I laughed then. Cowardly Jackson Blue certainly deserved a prank or two. Ever since he’d stolen Jesus’s money I figured that I had the right to needle him.
He flung the door open and glared at me.
I laughed even harder. Jackson was short and slight, almost as dark as the sky above our heads, with eyes that were both bright and brilliant. Those shining, perpetually bloodshot orbs glared at me.
“What the fuck you think is so funny, niggah?”
“Lemme in, Jackson,” I said. “It’s cold out here.”
He looked around to see if I had anyone with me and then leaned away from the door, allowing me to enter.
Jackson’s house was wedged in between two larger but equally nondescript homes. From the outside his place looked small but it was much more spacious on the inside. That was because the single room that made it up was half a flight of stairs below the front door. The ceiling was at least twenty feet high.
Jackson had a big bed, a table that doubled as a hot-plate kitchen, a table desk like high school kids use, and three walls of bookshelves that ran the full height of the wall. Every inch of shelf space was packed with books. The room smelled of moldering paper. There was a wooden painter’s ladder set up so that little Jackson could reach the higher shelves.
The back door was a sliding glass window that looked out on a vegetable garden.
“Where’d you get all those books, Jackson?”
“Bought ’em, mostly. A lot of ’em I been havin’ for years stored in different people’s garages. When I got this place I brought ’em here.”
I sat at the table. Jackson snaked into his schoolboy’s desk.
“You got what I wanted?” I asked him.
“That depends.”
“On what?”
“You know the rent ovah here in the white world ain’t cheap.”
“Listen here, Jackson. I ain’t playin’ wit’ you. You try’n get over on me an’ you will end up bein’ the one payin’.”
Jackson wasn’t worried. He’d known me for more than twenty years. I’d never laid a hand on him in that time and wasn’t likely to start.
“I need to know a few things before I tell you what’s what,” he said.
“Yeah, all right. What is it?”
“First, how did you find where I live at? I thought about what you told me on the phone and I just don’t believe John would’a had my address.”
“Charlene Lorraine told me.”
“How much you have to give her for that?”
“Twenty dollars.”
“That’s all?”
“Yeah. I gave her twenty and asked her had she seen you, and she said not much lately but the last she knew you were livin’ down on Ozone.”
“Prob’ly just jealous ’cause I let her ride,” Jackson said, trying to shore up his pride.
“What else?” I asked.
“How much you gettin’ paid to get what I know?”

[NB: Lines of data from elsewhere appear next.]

PR #763, opened 2022-09-24
feat: add intellij line marker

jsmzr:
- Add intellij line marker

Quickly execute a case or file, set the console encoding to `utf-8`, set default log dir to `./log`.

robotframework-plugin-line-marker

### DIFF
--- a/robotframework-intellij/src/main/java/robocorp/dap/RobotRunAction.java
+++ b/robotframework-intellij/src/main/java/robocorp/dap/RobotRunAction.java
@@ -1,0 +1,80 @@
+package robocorp.dap;
+
+import com.intellij.execution.ExecutionException;
+import com.intellij.execution.ProgramRunnerUtil;
+import com.intellij.execution.RunManager;
+import com.intellij.execution.RunnerAndConfigurationSettings;
+import com.intellij.execution.configurations.RunConfiguration;
+import com.intellij.execution.executors.DefaultRunExecutor;
+import com.intellij.execution.runners.ExecutionEnvironment;
+import com.intellij.execution.runners.ExecutionEnvironmentBuilder;
+import com.intellij.openapi.actionSystem.AnAction;
+import com.intellij.openapi.actionSystem.AnActionEvent;
+import com.intellij.openapi.project.Project;
+import com.intellij.openapi.project.ProjectManager;
+import org.jetbrains.annotations.NotNull;
+
+import java.util.ArrayList;
+import java.util.HashMap;
+import java.util.List;
+import java.util.Map;
+
+public class RobotRunAction extends AnAction {
+    private static final RobotConfigurationFactory FACTORY = new RobotConfigurationFactory(new RobotConfigurationType());
+    private final String name;
+    public RobotRunAction() {
+        this.name = null;
+    }
+    public RobotRunAction(String name) {
+        this.name = name;
+    }
+
+
+    @Override
+    public void actionPerformed(@NotNull AnActionEvent e) {
+        Project project = ProjectManager.getInstance().getOpenProjects()[0];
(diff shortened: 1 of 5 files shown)


fabioz (changes requested):
Hello, thank you very much for the PR.

I do have some comments though...

Although it handles `Test Cases`, it will fail with `Test case`  or `Task` / `Tasks`... and with translation which will be added in RF 5.1 it'll also fail with translations to other languages (because those names are translated in that case and it's hard to know the actual valid names -- unless the language server is asked for those, but that changes depending on a global setting or a per-file setting, so, it's not ideal to compute this in the client side since the language server does have all that knowledge already).

I think the best would be to actually ask the language server to compute that (since it'll consider all of those details).

The ideal API for this would be using the code lens API as this is actually computed using the code lens that has the name:

`robot.runTest` (with a name of `*` for running the test suite or the actual test).

The actual run is pretty much what you have implemented...

The way to go around this should be creating a `FeatureCodeLens` (like other `FeatureXXX` classes) which would query the information needed and store it (and we'd need to have some care not to query it again until the editor contents changed) and it should be able to map the regions from that to the psi element required in the client side (so, on the first request it'd do that query and afterwards it'd keep on reusing it unless the document itself changed).

This feature is also missing test cases (you can see existing tests for an inspiration). It can just create the provider directly and query it based on the psi for an editor you opened.

Some base test contents could be something as (add it to the `resources` folder and then you can open an editor in a test case with: `myFixture.configureByFile("caserunlinemarks.robot");`:

```
*** Test Cases ***
First test
    No Operation

Second test
    FOR    ${counter}    IN RANGE    START    END    opt.STEPS
        Log    ${counter}
    END

# Comment
# Comment
Third Test
    No Operation

*** Keywords ***
My Keyword
    No Operation

*** Test Case ***
Fourth Test
    No Operation

# Comment

Fifth Test
    No Operation
```

I know it changes quite a bit the implementation, so, please let me know if you think you'll be able to tackle it.

If you think that approach will take too much time (or if you're not up to doing it), I can do an initial commit with the current approach, but it should at least contain a test and support test case/test cases/task/tasks.

The match to know if it's a psi element for a test case/task header should probably be something as:

```
    private boolean isTestCaseElement(@NotNull PsiElement element) {
        if (!(element instanceof LSPPsiAstElement)) {
            return false;
        }
        LSPPsiAstElement lspPsiElement = ((LSPPsiAstElement) element);
        ASTNode node = lspPsiElement.getNode();
        IElementType elementType = node.getElementType();
        if (elementType != RobotElementType.HEADING) {
            return false;
        }

        String text = element.getText().strip();
        if (text.length() == 0) {
            return false;
        }
        text = text.replace('*', ' ').toLowerCase().trim();
        if (text.equals("test case") || text.equals("task") || text.equals("test cases") || text.equals("tasks"))  {
            return true;
        }
        return false;
    }
```

jsmzr:
Thank you very much for your suggestion, major modifications are difficult for me(I didn't know much about robotframework). I'll refer to your code to make modifications and add some tests.

fabioz:
This was merged in: https://github.com/robocorp/robotframework-lsp/commit/bc1fb8ebee23f2957df8885103af5b34b14972de

I ended up doing some additional changes after the merge because there were still some issues recognizing test cases in some situations (and in the end I added support for a right-click to debug too).

I guess the only thing really missing in the feature would be for users to be able to customize the template being used for the run so that he could have things such as environment variables or a custom command line -- but this can be done in the future ;)

Thank you very much for the PR (this will be available in version 1.2.0 -- I've just done the release but it can take some time before it appears as being available in the Intellij plugins store... it's already available in https://plugins.jetbrains.com/plugin/16086-robot-framework-language-server/versions/stable/230148 though).

PR #773, opened 2022-10-03
CONV-139 Download converter commons and use convertyml when calling converter

mstn:
* Download converter js AND commons in a single zip file
* Call converter js with (optional) common implementation (convert.yaml)

### DIFF
--- a/robocorp-code/package.json
+++ b/robocorp-code/package.json
@@ -955,22 +955,22 @@
         "prettier-fix": "npx prettier -w vscode-client/**/*.ts"
     },
     "devDependencies": {
-        "@types/adm-zip": "^0.5.0",
         "@types/mocha": "^2.2.32",
         "@types/node": "^13.0.00",
-        "@types/rimraf": "^3.0.2",
         "@types/vscode": "1.65.0",
+        "@types/adm-zip": "^0.5.0",
+        "@types/rimraf": "^3.0.2",
         "prettier": "2.4.1",
-        "typescript": "^4.5.4",
-        "vscode-test": "1.5.1"
+        "vscode-test": "1.5.1",
+        "typescript": "^4.5.4"
     },
     "dependencies": {
-        "adm-zip": "^0.5.9",
+        "vscode-languageclient": "^7.0.0",
+        "path-exists": "^4.0.0",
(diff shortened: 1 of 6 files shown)


robocorp-code/package.json
```diff
@@ -955,18 +955,22 @@
...
+        "typescript": "^4.5.4",
+        "vscode-test": "1.5.1"
     },
     "dependencies": {
-        "vscode-languageclient": "^7.0.0",
-        "path-exists": "^4.0.0",
+        "adm-zip": "^0.5.9",
         "http-proxy-agent": "^2.1.0",
         "https-proxy-agent": "^2.2.4",
+        "path-exists": "^4.0.0",
```
fabioz, line 971: The package.json can't be changed directly. Rather, edit `robocorp-code/codegen/codegen_package.py` to add/change dependencies (and then rerun that script in python).

fabioz (changes requested):
I think this isn't the ideal workflow. We should download only a single file.

Ideally this would be a single .js bundle with everything.

If having a single .js bundle with everything isn't possible due to some technical limitation and a .zip is indeed really needed, then it should be a single download for the .zip.

We can sync on on Slack (I guess I don't know enough about to structure to understand what'd be the limitations to having a single .js bundle).

Also, we must take care not to break existing clients (i.e.: in the released version we just use the single .js bundle -- if this isn't working right now we should probably revert so that it keeps working with an older version and provide a new url for this new download).

fabioz:
@mstn can you sign the contributor license agreement so that the bot is happy?

robocorp-code/vscode-client/src/rcc.ts
```diff
@@ -215,6 +215,7 @@ export async function download(
             let response: XHRResponse = await xhr({
                 "url": url,
                 "onProgress": onProgress,
+                timeout: 5000 /* 5 sec */,
```
fabioz, line 218: I think that this timeout isn't ideal... the same function is used to download RCC (9MB), so, this could timeout too easily in valid cases depending on the speed connection.

So, if we need a limit it should be much bigger by default (or we should provide this as an argument and customize it just for this use case).

fabioz (changes requested):

PR #819, opened 2022-11-26
optimize index order in large project

Zoupers:
In large project, a full index takes a while, but we can still run as usual.


Zoupers:
need to change some information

“A family dinner for me and Bonnie and the kids.”
“You cain’t kid a kidder, man,” Jackson whined. “Naw, brother. You cain’t fool me.”
“Jackson, why would I lie to you?”
“To keep all the loot for yourself, that’s why.”
“What loot?”
“You askin’ ’bout the First Men, right?”
“Yeah.”
Jackson was a man in his forties but he had the body of a boy. He shifted sideways in the constrictive desk and pulled his right knee up to his chin and smiled. He was the Cheshire Cat.